How to open a huge excel file efficiently

I have a 150MB one-sheet excel file that takes about 7 minutes to open on a very powerful machine using the following:
# using python
import xlrd
wb = xlrd.open_workbook(file)
sh = wb.sheet_by_index(0)
Is there any way to open the excel file quicker? I'm open to even very outlandish suggestions (such as hadoop, spark, c, java, etc.). Ideally I'm looking for a way to open the file in under 30 seconds if that's not a pipe dream. Also, the above example is using python, but it doesn't have to be python.

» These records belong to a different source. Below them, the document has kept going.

PR #2268, opened 2023-07-12
Update the dev environment to the current prod database schema

jaltekruse:


doenet_docker/volumes/db_init/db_template.sql
```diff
@@ -436,22 +402,22 @@ DROP TABLE IF EXISTS `course_user`;
...
+  `overrideCourseGrade` varchar(255) CHARACTER SET utf8mb4 COLLATE utf8mb4_0900_ai_ci DEFAULT NULL,
   `timeLimitMultiplier` float NOT NULL DEFAULT '1',
-  `roleId` varchar(255) CHARACTER SET utf8mb3 COLLATE utf8mb3_unicode_ci DEFAULT NULL,
+  `roleId` varchar(255) CHARACTER SET utf8mb4 COLLATE utf8mb4_0900_ai_ci DEFAULT NULL,
   PRIMARY KEY (`courseId`,`userId`),
-  KEY `course_user_ibfk_1` (`roleId`),
-  CONSTRAINT `course_user_ibfk_1` FOREIGN KEY (`roleId`) REFERENCES `course_role` (`roleId`) ON UPDATE CASCADE
-) ENGINE=InnoDB DEFAULT CHARSET=utf8mb3 COLLATE=utf8mb3_unicode_ci;
+  KEY `driveId_userId` (`courseId`,`userId`)
+) ENGINE=InnoDB DEFAULT CHARSET=utf8mb4 COLLATE=utf8mb4_0900_ai_ci;
```
dqnykamp, line 420: I can't add a comment on directly on line 429, below, so I'm adding it here.  The INSERT statement on line 429 is now invalid given that the number of columns does not match.  Error when try `npm run reset:db` is:
```
ERROR 1136 (21S01) at line 429: Column count doesn't match value count at row 1
```

dqnykamp (changes requested):
Please normalize the form of the sql file so that it is the same as produced by `npm run publish:db` on the dev docker container.  That way future change sets will show only actual changes to the database.  (To do this, execute `npm run reset:db` followed by `npm run publish:db`.  Attempting this allowed me to catch the other error.)

Also, if we're changing db_template.sql, I suggest reviewing all the INSERT queries that initialize data that were present before this commit.  I'm not sure that we necessarily want to initialize the way we do. Maybe we can discuss if there a reason for those initial records.  Some don't seem to make sense.  One option is to remove most of the INSERT queries.

jaltekruse:
> Please normalize the form of the sql file so that it is the same as produced by `npm run publish:db` on the dev docker container. That way future change sets will show only actual changes to the database. (To do this, execute `npm run reset:db` followed by `npm run publish:db`. Attempting this allowed me to catch the other error.)
> 
> Also, if we're changing db_template.sql, I suggest reviewing all the INSERT queries that initialize data that were present before this commit. I'm not sure that we necessarily want to initialize the way we do. Maybe we can discuss if there a reason for those initial records. Some don't seem to make sense. One option is to remove most of the INSERT queries.

I'll do the suggested normalization and fix the insert that now doesn't match the schema.

I agree that we should review the insert queries. To generate this diff I had to do a merge resolution with the thing I dumped out of prod, which was schema-only, and the db_template currently checked into main, which had these insertion records. It would make the process of auditing prod against dev easier in the future if we separated any desired default record insertion from the schema.

PR #2276, opened 2023-07-14
Dev enviroment updates

Lyanthropos:
- `doenet_docker` is now `docker`
- mysql db files are now in `docker/mysql/data`
- docker no longer composed down at startup, instead pulls new containers
- Dockerfiles are closer to production conatiners
- Container commands now push to the internal artifactory
- `db_connect.php` now looks for a `development` flag for activating localhost shims


Lyanthropos (commented):
@kevincharles found the offending issue, we are good to go

PR #2284, opened 2023-07-19
Community content management improvements

jaltekruse:
Adds the ability to rename promoted groups, move content left/right in the carousels, and choose the order that the different carousels appear on the community page.

~I still to add tests and update this so that I add valid sortOrder values for the existing data in the tables, but this looks to be mostly working, so I'm posting it for early review comments.~. <- This is done

The stuff I did for sharing code between the two tables that need to handle sortOrder I think is better than code duplication, but I would definitely want to be careful about going too far with composing SQL like this with building up strings coming from different places. I'm open to hearing feedback about the approach.


public/api/lexicographicalRankingSort.php
```diff
@@ -98,6 +98,95 @@ function getNextSortOrder($str){
         $str_as_num = lettersToANumber($str);
```
dqnykamp, line 98: The indentation becomes inconsistent beginning around line #77.

public/api/addPromotedContent.php
```diff
@@ -21,20 +22,113 @@
     // throws exception if current user is not an admin
     checkForAdmin($userId, $conn);
 
+
```
dqnykamp, line 25: These queries are used solely for schema-migration. Since we don't have a schema-migration tool and this code is only run by admins, I guess it's OK to leave them in this PHP file for now. We should remove these schema-migration queries in a future commit after the schema is migrated.

kevincharles (approved):
+1

PR #2287, opened 2023-07-21
Portfolio Editor error warning UI

kevincharles:


src/Tools/_framework/Paths/PortfolioActivityEditor.jsx
```diff
@@ -1689,23 +1712,156 @@ export function PortfolioActivityEditor() {
...
+                                          <ListItem
+                                            key={i}
+                                            data-test={`Warning ${i}`}
+                                          >
+                                            <ListIcon
+                                              as={MdCheckCircle}
+                                              color="yellow.400"
+                                            />
+                                            Line #
+                                            {warningObj.doenetMLrange.lineBegin}{" "}
```
dqnykamp, line 1795: It's possible that lineBegin is undefined.  (I'm working to reduce the cases where this happens.) Should handle this case gracefully.

src/Tools/_framework/Paths/PortfolioActivityEditor.jsx
```diff
@@ -1689,23 +1712,156 @@ export function PortfolioActivityEditor() {
...
+                                  <List spacing={2}>
+                                    {errorsAndWarnings.errors.map(
+                                      (errorObj, i) => {
+                                        return (
+                                          <ListItem
+                                            key={i}
+                                            data-test={`Error ${i}`}
+                                          >
+                                            <ListIcon
+                                              as={MdCheckCircle}
```
dqnykamp, line 1848: Is there an x circle rather than a check circle? A checkmark seems too much like a good thing!

src/Tools/_framework/Paths/PublicEditor.jsx
```diff
@@ -470,16 +489,135 @@ export function PublicEditor() {
...
-                    editorRef={editorRef}
-                    setInternalValueTo={doenetML}
-                    onBeforeChange={(value) => {
-                      textEditorDoenetML.current = value;
-                      if (!codeChanged) {
-                        setCodeChanged(true);
-                      }
-                    }}
-                  />
+                  <Box
```
dqnykamp, line 492: I was going to make all the same comments in this file as in PortfolioActivityEditor.jsx.  Can we consolidate the duplicate code into a utility function that we can call in both places?

dqnykamp:
Note: added a cypress test for the features in this PR in #2288.

dqnykamp:
I don't know if this is important, but when I open up the errors or warnings popover, I get the following Javascript warning:
```createPopper.js:110 Popper: CSS "margin" styles cannot be used to apply padding between the popper and its reference element or boundary. To replicate margin, use the `offset` modifier, as well as the `padding` option in the `preventOverflow` and `flip` modifiers.```

File: src/Tools/_framework/Paths/PortfolioActivityEditor.jsx (hunk 1 above)
Comment (dqnykamp) [reply src/Tools/_framework/Paths/PortfolioActivityEditor.jsx:1795]: Here's a case where we definitely won't have a lineBegin: when the error/warning comes from an external file loaded in via `copyFromURI`.

Comment (dqnykamp) [reply src/Tools/_framework/Paths/PortfolioActivityEditor.jsx:1795]: Sometimes doenetMLrange isn't even defined, so at the least it should be
```warningObj.doenetMLrange?.lineBegin```
so this line doesn't throw an error.

File: src/Tools/_framework/Paths/PortfolioActivityEditor.jsx [hunk 4]
```diff
@@ -1689,23 +1712,156 @@ export function PortfolioActivityEditor() {
...
+                                              color="red.500"
+                                            />
+                                            Line #
+                                            {errorObj.doenetMLrange.lineBegin}{" "}
```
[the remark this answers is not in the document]
dqnykamp: Sometimes doenetMLrange isn't even defined, so at the least it should be
```errorObj.doenetMLrange?.lineBegin```
so this line doesn't throw an error.

File: src/Tools/_framework/Paths/PortfolioActivityEditor.jsx [hunk 5]
```diff
@@ -1689,23 +1712,156 @@ export function PortfolioActivityEditor() {
...
+                        >
+                          <Popover offset={[119, 5]}>
+                            <PopoverTrigger>
+                              <Tag
+                                data-test="Warning Button"
+                                tabIndex="0"
+                                cursor="pointer"
+                                size="md"
+                                colorScheme={
+                                  errorsAndWarnings.warnings.length == 0
```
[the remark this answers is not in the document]
kevincharles: Done.

src/Tools/_framework/Paths/PortfolioActivityEditor.jsx
kevincharles: Done

src/Tools/_framework/Paths/PortfolioActivityEditor.jsx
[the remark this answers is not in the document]
kevincharles: Done

src/Tools/_framework/Paths/PortfolioActivityEditor.jsx
kevincharles: WarningTwoIcon - same as the update button

kevincharles:
Turns out you get a warning when you put a <Popover> in an <HStack>

src/Tools/_framework/Paths/PublicEditor.jsx
dqnykamp: Now consolidated into ` <ErrorWarningPopovers>`, thanks!

dqnykamp (approved):
Looks good!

Note: this is an Excel file from a client. It cannot be converted into any other format before we receive it. It is not our file
UPDATE: Answer with a working example of code that will open the following 200MB excel file in under 30 seconds will be rewarded with bounty: https://drive.google.com/file/d/0B_CXvCTOo7_2VW9id2VXRWZrbzQ/view?usp=sharing. This file should have string (col 1), date (col 9), and number (col 11).
Most programming languages that work with Office products have some middle layer and this is usually where the bottleneck is, a good example is using PIA's/Interop or Open XML SDK.
One way to get the data at a lower level (bypassing the middle layer) is using a Driver.
150MB one-sheet excel file that takes about 7 minutes.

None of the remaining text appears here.